- Lithuanian-Muscovite War (1507-1508): Part of Muscovite-Lithuanian Wars
| Date | 1507–1508 |
| Location | Eastern part of Grand Duchy of Lithuania |
| Result | Disputed |
| Territorial changes | Principality of Moscow gives Liubech and six border counties to the Grand Duchy of Lithuania; Lithuania renounces claims to lost territories as a result Lithuanian-Muscovite War (1500-1503); |

Belligerents
- Grand Duchy of Lithuania Kingdom of Poland: Principality of Moscow

Commanders and leaders
- Sigismund I the Old Konstanty Ostrogski Albertas Goštautas Stanislaw Kiszka Mikołaj Firlej: Vasili III of Russia Daniil Shchenya Yakov Zakharyevich Koshkin-Zakharyin

= Lithuanian–Muscovite War (1507–1508) =

1507-1508 war part of the Muscovite-Lithuanian Wars

Lithuanian-Muscovite War (1507-1508) also known as the Third Lithuanian-Muscovite War was a war between the Grand Duchy of Lithuania supported by the Kingdom of Poland against the Principality of Moscow.

== 1507 Campaign ==
On February 2, 1507, the Sejm of the Grand Duchy of Lithuania passed a resolution on its readiness to declare war on the Principality of Moscow. Casus belli was the Russians' rejection of the Lithuanian ultimatum, calling on Moscow to return all Lithuanian lands captured after 1494. Lithuanian troops carried out three concentrations: one in Smolensk under the command of Albertas Goštautas, another in Polotsk commanded by Stanisław Hlebowicz and the third one in Minsk under the command of the Grand Hetman of Lithuania Stanisław Kiszka.
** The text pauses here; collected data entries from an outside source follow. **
PR #385, opened 2022-09-13
Added clr_weight_name argument to coverage to calculate balanced coverage

efriman:


gfudenberg (changes requested):
Hi @efriman ,
thank you for the commit! This looks like useful functionality. If you could update two things, we could merge it into the main branch:
- clr_weight_name default would be better as None rather than an empty string
- for the added weight name, add a corresponding check for is_cooler_balanced with that weight
- even though computing coverage for raw & non-raw at the same time is more efficient, the output is a bit less interpretable so it would be better to still output a 2xN bins matrix no matter how the function is called rather than sometimes outputting a 2xN and other times a 4xN.
- a test for the case where a string is provided for this weight with a very simple example where you can know the output, e.g. https://github.com/open2c/cooltools/blob/076a945b51b21744a3e0646f8452fa5aaa82cb91/tests/test_coverage.py#L33

efriman:
Hi @gfudenberg! I think I addressed everything. I still made it so the default output of store_names adds the name of the specified weight column to not cause confusion. Let me know if you agree.

cooltools/api/coverage.py
```diff
@@ -102,24 +125,40 @@ def coverage(
...
         )
-
+    if clr_weight_name is not None:
+        try:
+            _ = is_cooler_balanced(clr, clr_weight_name, raise_errors=True)
+        except Exception as e:
+            raise ValueError(
+                f"provided cooler is not balanced or {clr_weight_name} is missing"
+            ) from e
+
```
sergpolly, line 135: maybe here or in a separate `if clr_weight_name` clause we could add the `bias` and `na_mask` initialization, like so:
```python
if clr_weight_name is not None:
    bias = clr.bins()[clr_weight_name][:]
    bias_na_mask = np.isnan(bias)  # remember masked bins
    bias = np.nan_to_num(bias)  # replace NaNs with 0 in bias to enable summation
```

cooltools/api/coverage.py
```diff
@@ -102,24 +125,40 @@ def coverage(
...
+            _ = is_cooler_balanced(clr, clr_weight_name, raise_errors=True)
+        except Exception as e:
+            raise ValueError(
+                f"provided cooler is not balanced or {clr_weight_name} is missing"
+            ) from e
+            
     chunks = cooler.tools.split(clr, chunksize=chunksize, map=map, use_lock=use_lock)
 
     if ignore_diags:
         chunks = chunks.pipe(_zero_diags, n_diags=ignore_diags)
```
sergpolly, line 140: here we'd add the balancing transformation step to the `split-apply-combine` like so:
```python
if clr_weight_name is not None:
    pixel_weight_key = "balanced"
    chunks = chunks.pipe(_apply_balancing, bias=bias, balanced_column_name=pixel_weight_key')
else:
    pixel_weight_key = "count"

```

cooltools/api/coverage.py
```diff
@@ -102,24 +125,40 @@ def coverage(
...
 
     n_bins = clr.info["nbins"]
-    covs = chunks.pipe(_get_chunk_coverage).reduce(np.add, np.zeros((2, n_bins)))
-    covs = covs[0].astype(int), covs[1].astype(int)
+    get_chunk_coverage = partial(_get_chunk_coverage, clr_weight_name=clr_weight_name)
```
sergpolly, line 142: no need for `partial`, we could just go straight into:
```python
covs = chunks.pipe(_get_chunk_coverage, pixel_weight_key=pixel_weight_key).reduce( np.add, np.zeros(n_bins) )
```

cooltools/api/coverage.py
```diff
@@ -102,24 +125,40 @@ def coverage(
...
+    covs = chunks.pipe(get_chunk_coverage).reduce(np.add, np.zeros((2, n_bins)))
+    if clr_weight_name is None:
+        covs = covs[0].astype(int), covs[1].astype(int)
```
sergpolly, line 145: somewhere here we'd need to remeber to reapply `na_mask` kind of like:

```python
if clr_weight_name is not None:
    covs[:, bias_na_mask] = np.nan  # mask both columns of the balanced coverage
else:
    covs = covs.astype(int)
```
please note the vectorized form of numpy operations, IMHO they're more compact and more readable

cooltools/api/coverage.py
```diff
@@ -102,24 +125,40 @@ def coverage(
...
+    elif store_names == ["cis_raw_cov", "tot_raw_cov"]:
+        store_names = [s + str("_"+clr_weight_name) for s in store_names]
 
     if store:
         with clr.open("r+") as grp:
+            if clr_weight_name is None:
```
sergpolly, line 151: IMHO this is one of the rare occasions where a one-liner `if-else` works better:
```python
dtype = int if clr_weight_name is None else float
```

but that's just taste ...

cooltools/api/coverage.py
```diff
@@ -102,24 +125,40 @@ def coverage(
...
+                dtype = int
+            else:
+                dtype = float
             for store_name, cov_arr in zip(store_names, covs):
```
sergpolly, line 155: this would still work , even if one skips turning `covs` into tuple `covs = covs[0].astype(int), covs[1].astype(int)` - so `covs.astype(int)` is not a problem

cooltools/cli/coverage.py
```diff
@@ -80,15 +88,19 @@ def coverage(
...
             pool.close()
 
     coverage_table = clr.bins()[:][["chrom", "start", "end"]]
-    coverage_table["cis_raw_cov"] = cis_cov.astype(int)
-    coverage_table["tot_raw_cov"] = tot_cov.astype(int)
+    if clr_weight_name is None:
+        coverage_table["cis_raw_cov"] = cis_cov.astype(int)
+        coverage_table["tot_raw_cov"] = tot_cov.astype(int)
+    else:
+        coverage_table["cis_raw_cov"+str("_"+clr_weight_name)] = cis_cov.astype(float)
```
sergpolly, line 102: we have to figure out something with the naming, as `cis_raw_cov_weigtht` does not seem readable either ...

maybe names like these would be better:
```python
["cis_cov_raw", "tot_cov_raw"],  # raw names when using counts
["cis_cov_weight", "tot_cov_weight"],  # balanced names ...
```

so, maybe we could replace `store_names=["cis_raw_cov", "tot_raw_cov"],` argument in `coverage` function with something like `store_prefixes=["cis_cov", "tot_cov"]` and then add `_raw`/`_clr_weight_name` suffix to combine raw/balanced scenarios together  - what do you guys think ?

cooltools/api/coverage.py
```diff
@@ -55,6 +77,7 @@ def coverage(
     chunksize=int(1e7),
     map=map,
     use_lock=False,
+    clr_weight_name=None,
     store=False,
     store_names=["cis_raw_cov", "tot_raw_cov"],
```
sergpolly, line 82: consider replacing it with the `prefixes` parameter - see comments below

cooltools/cli/coverage.py
```diff
@@ -80,15 +88,19 @@ def coverage(
...
+        coverage_table["tot_raw_cov"+str("_"+clr_weight_name)] = tot_cov.astype(float)
```
sergpolly, line 103: we've been trying to switch to python f-strings in the cooltools , IMHO they're more readable :
```python
"tot_raw_cov"+str("_"+clr_weight_name)  # VS
f"tot_raw_cov_{clr_weight_name}"
```

sergpolly (changes requested):
hi, I've suggested some stylistic/implementation changes that are IMHO worth implementing
they are in the comments above
what do you guys think @efriman @gfudenberg ?

cooltools/cli/coverage.py
sergpolly: or maybe even simplier, like `store_prefix="cov"` and then just generate store name like so:
```python
if clr_weight_name is not None:
    store_names = [f"{store_prefix}_cis_{clr_weight_name}", f"{store_prefix}_tot_{clr_weight_name}" ]
else:
    store_names = [f"{store_prefix}_cis_raw", f"{store_prefix}_tot_raw" ]
```
or something like that

efriman:
Hey @sergpolly! Great suggestions. I think I've implemented them all. I hope I got it right, let me know. Tests run fine

tests/test_coverage.py
```diff
@@ -53,3 +53,30 @@ def test_coverage_symmetric_upper(request):
     assert (tot_cov == np.array([3, 1, 2])).all()
     assert clr.info["cis"] == 1
     assert clr.info["sum"] == 3
+    
+def test_coverage_weight(request):
```
sergpolly, line 57: maybe `test_balanced_coverage` ? it is usually called `weight` but people usually refer to "balancing" and balanced-data - it's more readable

cooltools/cli/coverage.py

In April 1507, Muscovite troops attacked the Grand Duchy of Lithuania, but quickly retreated when King Sigismund I the Old carried out an offensive attack, crossing the Berezina river at the front of his troops. In August, Grand Hetman of Lithuania Stanisław Kiszka gathered his troops in the camp near Drutsk. At the same time, the Crimean Tatars of Khan Meñli I Giray, allied with the Grand Duchy of Lithuania, attacked the Principality of Moscow. In October, the Grand Duke of Moscow, Vasili III of Russia, repelled the Tatar attack and attacked the Lithuanian fortresses of Mstsislaw and Krychaw. However, he did not capture these fortresses, threatened by the army of Stanisław Kiszka. In September, Grand Hetman Konstanty Ostrogski of Lithuania escaped from Russian captivity and his command of the Polish-Lithuanian army was restored.

== 1508 Campaign ==

During the 1508 campaign, Lithuanian Court marshal Michael Glinski switched to the side of the Principality of Moscow and unsuccessfully tried to start an uprising against the Grand Duchy of Lithuania in Belarus. Muscovite troops besieged Minsk, Orsha and Slutsk. On July 18, the Russians were forced to stop their siege, threatened by the Polish-Lithuanian troops led by Ostrogski and Mikołaj Firlej, who on July 13, 1508, defeated the Muscovite army in the Battle of Orsha. Ostrogski managed to retake Smolensk. At the beginning of August, peace negotiations began, which Sigismund I wanted to support with an armed demonstration. Stanisław Kiszka, at the head of several thousand Polish-Lithuanian cavalry, attacked far into the Muscovite lands. He advanced towards Moscow, capturing Dorogobuzh, Vyazma, Toropets and Biela, approaching Rzhev and Mozhaysk.

== Peace ==
On October 8, 1508, perpetual peace was concluded in Moscow. According to it, Gliński returned all his occupied towns, Russia renounced Liubech (and therefore access to the Dnieper) and ceded six border counties. Lithuania, in turn, recognized all Russian conquests during the previous war, including Chernihiv.